→ ABOUT THIS EXERCISE:
A single count is required: the lines of the data below in which the word "global" occurs.

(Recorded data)
···
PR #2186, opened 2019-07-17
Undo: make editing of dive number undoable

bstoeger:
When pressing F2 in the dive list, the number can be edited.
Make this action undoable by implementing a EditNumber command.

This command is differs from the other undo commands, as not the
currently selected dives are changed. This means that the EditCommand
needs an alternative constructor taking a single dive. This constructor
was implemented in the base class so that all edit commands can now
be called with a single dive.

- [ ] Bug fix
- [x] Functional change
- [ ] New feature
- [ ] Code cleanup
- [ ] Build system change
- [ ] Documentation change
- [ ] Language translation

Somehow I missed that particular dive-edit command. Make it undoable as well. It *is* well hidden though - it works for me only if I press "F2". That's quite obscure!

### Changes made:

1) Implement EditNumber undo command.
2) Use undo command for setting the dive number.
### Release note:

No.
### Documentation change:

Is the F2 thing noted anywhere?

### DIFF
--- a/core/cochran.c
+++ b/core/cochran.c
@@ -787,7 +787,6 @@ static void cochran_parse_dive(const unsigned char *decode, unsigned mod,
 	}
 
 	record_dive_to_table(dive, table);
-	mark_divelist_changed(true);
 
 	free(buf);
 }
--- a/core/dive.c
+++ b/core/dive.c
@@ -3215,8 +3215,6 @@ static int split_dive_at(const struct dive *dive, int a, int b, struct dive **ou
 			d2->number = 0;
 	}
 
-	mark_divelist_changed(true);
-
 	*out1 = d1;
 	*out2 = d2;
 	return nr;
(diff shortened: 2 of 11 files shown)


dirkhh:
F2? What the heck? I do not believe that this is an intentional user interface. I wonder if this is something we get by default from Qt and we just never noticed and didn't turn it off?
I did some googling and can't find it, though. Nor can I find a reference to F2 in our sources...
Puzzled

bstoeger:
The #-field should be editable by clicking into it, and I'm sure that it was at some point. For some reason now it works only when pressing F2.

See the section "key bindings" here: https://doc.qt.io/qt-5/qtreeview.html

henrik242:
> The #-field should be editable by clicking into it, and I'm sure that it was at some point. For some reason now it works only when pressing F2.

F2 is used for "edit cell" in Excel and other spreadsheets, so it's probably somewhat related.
···
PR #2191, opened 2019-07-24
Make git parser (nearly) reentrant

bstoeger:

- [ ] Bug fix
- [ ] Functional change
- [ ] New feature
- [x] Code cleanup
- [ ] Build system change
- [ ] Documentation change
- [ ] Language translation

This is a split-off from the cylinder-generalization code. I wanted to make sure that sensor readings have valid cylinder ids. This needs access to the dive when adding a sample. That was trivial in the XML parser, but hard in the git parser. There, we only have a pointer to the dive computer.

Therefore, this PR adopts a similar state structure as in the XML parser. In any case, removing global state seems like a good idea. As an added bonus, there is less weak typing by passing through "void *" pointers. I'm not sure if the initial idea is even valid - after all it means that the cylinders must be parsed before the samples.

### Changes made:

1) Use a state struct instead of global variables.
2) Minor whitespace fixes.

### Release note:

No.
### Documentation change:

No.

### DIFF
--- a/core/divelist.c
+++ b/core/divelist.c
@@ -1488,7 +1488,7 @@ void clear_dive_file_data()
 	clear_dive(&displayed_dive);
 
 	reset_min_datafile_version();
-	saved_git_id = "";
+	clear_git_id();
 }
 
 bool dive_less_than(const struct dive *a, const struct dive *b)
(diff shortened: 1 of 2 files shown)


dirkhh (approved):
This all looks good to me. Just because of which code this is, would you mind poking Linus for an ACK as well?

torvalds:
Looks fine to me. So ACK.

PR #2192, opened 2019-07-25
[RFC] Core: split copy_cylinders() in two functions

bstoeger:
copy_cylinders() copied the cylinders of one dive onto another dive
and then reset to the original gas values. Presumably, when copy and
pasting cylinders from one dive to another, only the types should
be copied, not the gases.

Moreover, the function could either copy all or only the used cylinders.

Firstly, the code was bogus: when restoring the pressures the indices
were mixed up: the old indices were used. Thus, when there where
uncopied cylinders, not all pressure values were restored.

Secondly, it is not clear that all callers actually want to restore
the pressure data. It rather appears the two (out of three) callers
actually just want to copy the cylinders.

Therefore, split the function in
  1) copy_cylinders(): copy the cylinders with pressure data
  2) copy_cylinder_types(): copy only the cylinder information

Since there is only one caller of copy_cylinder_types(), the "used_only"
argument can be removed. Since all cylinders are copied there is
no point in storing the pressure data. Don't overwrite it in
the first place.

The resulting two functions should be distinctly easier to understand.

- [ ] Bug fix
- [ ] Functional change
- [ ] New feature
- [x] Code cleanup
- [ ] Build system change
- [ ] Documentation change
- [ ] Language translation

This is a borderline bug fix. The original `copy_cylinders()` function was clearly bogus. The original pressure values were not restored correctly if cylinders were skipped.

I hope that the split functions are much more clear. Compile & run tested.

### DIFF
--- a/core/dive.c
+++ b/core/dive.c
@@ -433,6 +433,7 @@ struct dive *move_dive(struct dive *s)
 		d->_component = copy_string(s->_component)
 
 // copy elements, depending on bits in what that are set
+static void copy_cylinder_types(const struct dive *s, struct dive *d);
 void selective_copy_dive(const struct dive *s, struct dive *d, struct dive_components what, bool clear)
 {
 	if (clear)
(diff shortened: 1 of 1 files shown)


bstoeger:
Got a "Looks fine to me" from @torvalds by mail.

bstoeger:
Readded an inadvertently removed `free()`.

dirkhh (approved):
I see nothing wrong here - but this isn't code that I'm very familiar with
···
→ REPLY:
2